The long-awaited College Green Plaza project will receive €1.7 million. More than 90 per cent of respondents to a recent public consultation process were in favour of plans to double the size of the proposed plaza, extending the traffic-free zone to South Great George’s Street. The city council intends to submit a fresh application to An Bord Pleanála for the extended plaza by the summer.

Significant funding will also be allocated to complete the Dublin Bay cycle route. This route, originally known as the S2S or Sandycove to Sutton route, currently runs along the seafront from just south of Sutton Cross to Clontarf/Fairview. It is has been rebranded the East Coast Trail. Funding of €1.8 million has been allocated to the city council to advance plans to extend the route from East Wall Road to the Liffey and from the Liffey to the city’s boundary with Dún Laoghaire Rathdown County Council.
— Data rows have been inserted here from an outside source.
PR #1359, opened 2026-07-01
fix: collapse duplicated author names

pcamp96:
## Summary
- Fold duplicated author keys like `Black, Chuck, Black, Chuck` to their clean identity during author search dedupe
- Prefer the non-duplicated author label when duplicate and clean provider records collapse together
- Add a regression test based on the Chuck Black/OpenLibrary duplicate shape

## Test plan
- `go test ./internal/metadata`
- `go test ./internal/api`


vavallee (approved):
Reviewed: the fold requires ≥4 tokens with exactly matching halves, so real names can't trip it, and preferring the clean label over provider noise is right — the dup rows are junk author pages. Regression tests cover the OL shape that prompted this. Thanks for the clean fix.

A six-month trial of a two-way coastal route on Strand Road in Sandymount will begin next month, with the road to be reduced to one way from March 1st. However, it has not yet been determined if the permanent East Coast Trail scheme will adopt this approach.

Funding has also been allocated to Fingal to extend the trail from Sutton to Malahide, and to Dún Laoghaire to bring it from the Merrion Gates to Seapoint, to join with the coastal cycling route established last year as a Covid -19 mobility project.
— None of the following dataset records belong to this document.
PR #1360, opened 2026-07-01
fix: prune author work subject outliers

pcamp96:
## Summary
- Prune obvious same-name author collisions from author refresh results when a fiction-heavy catalog includes a technical/computer-networking outlier
- Add a regression test based on the Chuck Black / `Software Defined Networks` OpenLibrary collision
- Add a changelog fragment

## Test plan
- `go test ./internal/metadata`
- `go test ./internal/api`

### DIFF
--- a/changelog.d/filter-author-work-collisions.md
+++ b/changelog.d/filter-author-work-collisions.md
@@ -1,0 +1,2 @@
+### Fixed
+- Author refresh now prunes obvious technical same-name collisions from fiction-heavy catalogs, avoiding unrelated works like computer-networking textbooks on fiction author pages.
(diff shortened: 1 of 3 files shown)


vavallee (approved):
Reviewed and approving. The gating is conservative (≥4 works, ≥3 fiction-signal books, ≥2 tech-genre signals, any fiction signal exempts), and the failure mode — a fiction author's genuine tech title isn't auto-added — is recoverable via manual add, same trade-off as the existing compilation pruning. One thing to keep in mind if this ever grows: the keyword lists are tuned to this collision shape; if we see more same-name-collision reports in other domains (cookbooks, law, medicine), the right generalization is probably a majority-subject-cluster check rather than more keyword lists.

Issue #577, opened 2026-05-11
Default import mode is 'move', which silently destroys seeding


vavallee:
**Reported by:** @j-tt (fork: https://github.com/j-tt/bindery)
**Observed on:** v1.7.0 (commit 94a5103), NixOS

## Description

The default import mode when no `import.mode` setting exists is `"move"`. Files are physically moved out of the torrent client's download directory, breaking seeding immediately. The `hardlink` mode exists (free disk cost, preserves seeding) but is not the default and is not suggested during setup.

## File

`internal/importer/scanner.go` — `importMode()`

## Workaround

```sql
INSERT INTO settings(key,value) VALUES('import.mode','hardlink')
  ON CONFLICT(key) DO UPDATE SET value='hardlink';
```

## Suggested fix

@j-tt has a working patch: https://github.com/j-tt/bindery/commit/0b8153a — defaults to `hardlink` when source and destination are on the same filesystem, falls back to `copy` (with a warning) on cross-device imports. Migration 037 in the fork drops the hardcoded `'move'` row written by migration 013 so existing installs pick up the new default.

## Caveat for review

This is a behavior change on upgrade. Migration 037 actively removes the previously-stored `'move'` value, so existing users get new behavior without explicit opt-in. Likely wants to land as a `feat(...)` in a minor release with a CHANGELOG callout, not silently in a patch.

---

Filed from @j-tt's [BUGS.md](https://github.com/j-tt/bindery/blob/main/BUGS.md). Credit to @j-tt for the report and fix.

PR #1445, opened 2026-07-06
fix(web): show auto as the import-mode default instead of move

### LINKED ISSUE #1444: Import Mode UI pre-selects "Move" while the backend default is auto (hardlink/copy)
## Summary

The **Import Mode** selector in Settings → General pre-selects **Move** when no `import.mode` setting has ever been saved, but the backend treats an unset value as **auto** (hardlink on the same filesystem, copy across filesystems). The UI therefore shows "Move" as active while Bindery is actually hardlinking/copying — the displayed mode contradicts the real behaviour.

This is the mirror image of #577: that issue fixed the *backend* default (move → auto, to stop silently breaking seeding), but the frontend was never updated, so the UI still implies Move is the default.

## Impact

- Users reasonably believe files are being **moved** out of the download folder and are confused when the source files remain (they're being hardlinked/copied by design).
- There is currently **no UI path back to auto**: all four buttons (`move`, `copy`, `hardlink`, `external`) write an explicit value, so once a mode is chosen the auto default can't be re-selected without editing the DB.

## Root cause

`web/src/pages/settings/GeneralTab.tsx` defaults the *displayed* mode with `settings['import.mode'] ?? 'move'` (three places). The backend `configuredImportMode()` (`internal/importer/scanner_handoff.go`) returns `""` (= auto → `resolveImportMode` picks hardlink/copy) for an absent/unrecognised value. Display default (`move`) ≠ behavioural default (`auto`).

## Proposed fix (frontend-only behaviour change)

Make **Auto** a first-class, selectable mode so the displayed state always matches backend behaviour:

- Add an **Auto** button (first in the row); default the display to it when `import.mode` is unset (`?? 'auto'`).
- Label it clearly: *"Auto — hardlink if the download folder and library share a volume, else copy. Preserves torrent seeding."*
- Clicking Auto writes `import.mode=auto`, which the backend already resolves to auto (no change to import behaviour).
- Add backend validation for `import.mode` (currently unvalidated) accepting `"", auto, move, copy, hardlink, external` so a typo fails loudly and `auto` is an explicit, documented value.

No change to actual import/placement behaviour — this only makes the UI honest and restores the ability to select the safe default.

johnistheman:
## Summary

The **Import Mode** selector pre-selected **Move** whenever `import.mode` was unset, but the backend has treated an unset value as **auto** (hardlink on the same filesystem, else copy) since #577. The UI therefore showed Move as active while Bindery was actually hardlinking/copying — leaving sources in the download folder and misleading operators into thinking seeding was being broken. This makes **Auto** a first-class, selectable mode so the displayed mode always matches backend behaviour. Closes #1444.

## Implementation notes

- `web/src/pages/settings/GeneralTab.tsx` — add an **Auto** button (first in the row); default the displayed mode to `auto` when unset; rewrite the help text so it names Auto as the default and warns that Move breaks seeding.
- `internal/api/settings_handler.go` — new `SettingImportMode` constant and **validation** for `import.mode` (previously unvalidated), accepting `auto/move/copy/hardlink/external` so a typo fails loudly and `auto` is an explicit, documented value.
- `internal/importer/scanner_handoff.go` — doc comment only: `configuredImportMode` now records that `auto`/unset/unrecognised all map to `""` (no behaviour change).
- `docs/Storage-And-Hardlinks-Wiki.md` — add the **auto** (default) and **external** rows to the Import modes table.

No change to actual import/placement behaviour — this only makes the UI honest and restores a UI path back to the safe default (previously, once any mode was chosen there was no way to re-select auto without editing the DB).

## Checklist

- [x] Tests added or updated
- [x] Doc-update gate cleared (`docs/Storage-And-Hardlinks-Wiki.md`)
- [x] Wiki pages updated (user-facing behaviour changed)

## Test plan

- [x] `cd web && npm run typecheck` — clean
- [x] `cd web && npm test` — 390/390 pass (incl. new "defaults to Auto when unset" test)
- [x] `cd web && npm run lint` — 0 errors
- [ ] `go test ./cmd/... ./internal/...` — not run locally (no Go toolchain on this machine); relying on CI for the backend build and `TestValidateSettingValue_ImportMode`

### DIFF
--- a/docs/Storage-And-Hardlinks-Wiki.md
+++ b/docs/Storage-And-Hardlinks-Wiki.md
@@ -14,13 +14,15 @@ This is the standard *arr layout. It matters because **hardlinks only work withi
 
 ## Import modes
 
-Set the import mode in **Settings → File Naming**.
+Set the import mode in **Settings → General → File Naming**.
 
 | Mode | Extra disk | Seeding | Notes |
 |---|---|---|---|
-| **hardlink** | none | kept | Recommended for torrents. The completed file is linked into the library instantly; the download client keeps seeding the same data on disk. Requires downloads and library on one filesystem. |
-| **copy** | doubled | kept | Use when downloads and library are on different filesystems. Copies into the library and leaves the download in place so it can keep seeding. |
+| **auto** *(default)* | none / doubled | kept | Recommended. Hardlinks when the download folder and library share a filesystem (no extra disk), otherwise copies (doubled). The source stays in place either way, so torrents keep seeding. Picks hardlink or copy automatically per download. |
+| **hardlink** | none | kept | Forces hardlinking for torrents. The completed file is linked into the library instantly; the download client keeps seeding the same data on disk. Requires downloads and library on one filesystem. |
+| **copy** | doubled | kept | Forces copying. Use when downloads and library are on different filesystems. Copies into the library and leaves the download in place so it can keep seeding. |
 | **move** | none | **broken** | Moves the file out of the download location, so a torrent can no longer seed it. Only suitable for Usenet, or when you do not seed. |
+| **external** | none | kept | Hands off to a sibling tool (Calibre, CWA, Grimmory, Storyteller). Bindery stops after grabbing; the external tool processes and places the file, then Bindery reconciles it on the next library scan. Can drop the file into a configured watch folder. |
 
 ## Multi-disc audiobook flattening
 
--- a/internal/api/settings_handler.go
+++ b/internal/api/settings_handler.go
@@ -84,6 +84,14 @@ const SettingSearchInterval = "search.interval"
 // the literal in sync with this constant.
 const SettingImportAudiobookFlattenMultiDisc = "import.audiobook.flatten_multi_disc"
 
+// SettingImportMode is the placement mode for completed downloads. Recognised
+// values are "auto" (empty/unset behaves identically — hardlink when the source
+// and destination share a filesystem, else copy; preserves seeding), "move"
+// (relocate the source, breaking seeding), "copy", "hardlink", and "external"
+// (hand off to a sibling tool). The importer reads this key as a string literal
+// (configuredImportMode) to avoid an import cycle; keep the literal in sync.
+const SettingImportMode = "import.mode"
+
 type SettingsHandler struct {
 	settings *db.SettingsRepo
 }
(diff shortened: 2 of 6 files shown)


vavallee:
This looks complete to me. Tests are green, coverage is green, and the approach matches what we discussed in #1444. Want to flip it to ready for review? I'd like to get it into 1.25.0. If you're short on time just say so and I can take it from here, but it's your PR and your call.

johnistheman:
Flipped to ready — thanks for the review!

One heads-up before merge: the **`validate (Go race)`** check is red, but it's a package-level timeout, not a failure from this diff:

- `panic: test timed out after 25m0s` → `FAIL github.com/vavallee/bindery/internal/api 1500.057s`, preceded by `ERROR refresh all authors: list failed error="context deadline exceeded"`.
- The non-race `validate (Go)` ran the same suite green in **1m29s**; `smoke`, ABS contract, and coverage are all green too.
- This PR's only Go addition is `TestValidateSettingValue_ImportMode` — a pure-function test over `validateSettingValue(string, string)` with no I/O, goroutines, or DB, so it cannot add 25 minutes. The timeout is in the author-refresh path, which this PR doesn't touch.

Looks like pre-existing flakiness in the `-race` variant of the `internal/api` package (that job only runs on PRs, so `main` has no baseline to compare). I don't have re-run rights on the repo — could you re-run just that job? Happy to raise the package's test timeout in a separate PR if it turns out to be recurring.

vavallee:
One small thing I noticed while poking around: README.md line 130 (Import & organize section) still says Modes: Move (default). Since your PR makes the UI honest about auto being the default, that line is the last place claiming otherwise. Worth folding into this PR if you're up for it, otherwise I'll clean it up after.

vavallee:
You read that exactly right. The internal/api package under -race is a known pre-existing flake, I've hit the same timeout locally on two different Go versions, and it's why that job is deliberately non blocking in CI. Your diff adds one pure function test, it's not the culprit. No re-run needed.

Merging now. I'll pick up the README default-mode line and the changelog fragment in a small follow-up so you don't need another round trip. Thanks for a genuinely tidy fix, the loud validation on typos is exactly the right call.

vavallee (approved):
UI default now tells the truth, backend validates loudly, docs updated. The race-job red is pre-existing flakiness, not this diff.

Dún Laoghaire has secured more than €34 million in total, while Fingal will receive just under €15 million and South Dublin more than €20 million, more than €7 million of which will be spent on the Dodder River Greenway.
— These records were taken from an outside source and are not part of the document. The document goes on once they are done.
PR #1447, opened 2026-07-07
fix(settings): make Auto a first-class Import Mode

### LINKED ISSUE #1444: Import Mode UI pre-selects "Move" while the backend default is auto (hardlink/copy)

vavallee:
## Summary
- The Import Mode selector pre-selected **Move** whenever `import.mode` had never been saved, but the backend (`resolveImportMode`) has defaulted an unset value to **auto** (hardlink same-filesystem, copy otherwise) since #577 — the display default never followed, so the UI showed Move as active while Bindery was actually hardlinking/copying.
- **Auto** is now a real, selectable button (first in the row), and it's the display default when `import.mode` is unset — so there's a way back to auto after picking something else, and the UI always matches actual backend behavior.
- Added backend validation for `import.mode` (previously unvalidated) accepting `"", auto, move, copy, hardlink, external` so a typo fails loudly instead of silently defaulting to auto.
- No change to actual import/placement behaviour.

Fixes #1444

## Test plan
- [x] `go build ./...`
- [x] `go test ./internal/api/... ./internal/importer/...`
- [x] `npx tsc --noEmit`
- [x] `npx vitest run src/pages/SettingsPage.test.tsx` (51 passed, including the existing import-mode persistence test)

### DIFF
--- a/changelog.d/1444-import-mode-auto-default.md
+++ b/changelog.d/1444-import-mode-auto-default.md
@@ -1,0 +1,2 @@
+### Fixed
+- **Import Mode UI now shows Auto as the default** (#1444) — the selector used to pre-select Move when no mode had ever been saved, while Bindery actually defaults to auto (hardlink same-filesystem, copy otherwise). Auto is now a real, selectable option, so the UI matches what's actually happening and you can switch back to it after picking something else.
--- a/internal/api/settings_handler.go
+++ b/internal/api/settings_handler.go
@@ -69,6 +69,13 @@ const (
 	SettingImportDropLinkMode = "import.drop_link_mode"
 )
 
+// SettingImportMode is the KV key for the operator-chosen import placement
+// mode. Valid values are "", "auto" (equivalent — hardlink same-filesystem,
+// copy otherwise), "move", "copy", "hardlink", "external". The importer
+// package reads this key as a string literal to avoid an import cycle; keep
+// the literal in sync with this constant.
+const SettingImportMode = "import.mode"
+
 // SettingSearchInterval is the KV key for the wanted-book search cadence.
 // Value is a Go duration string (e.g. "12h", "24h"). Empty or unset falls
 // back to the scheduler's defaultSearchInterval (12h). Takes effect on restart.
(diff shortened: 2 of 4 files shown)


vavallee:
Duplicate — closing in favor of #1445, which fixes the same root cause (#1444) plus adds test coverage and a wiki update. Thanks for the report and the fix, @johnistheman.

Outside Dublin significant projects include an allocation of more than €5 million to Kildare County Council for the Royal Canal Greenway; just over €3 million to Cork County Council for the route from Dunkettle to Carrigtohill; €2.2 million to Waterford City and County Council for the Dock Road and Abbey Road infrastructure works; and €1.2 million to Wicklow County Council the Strand Road cycle route.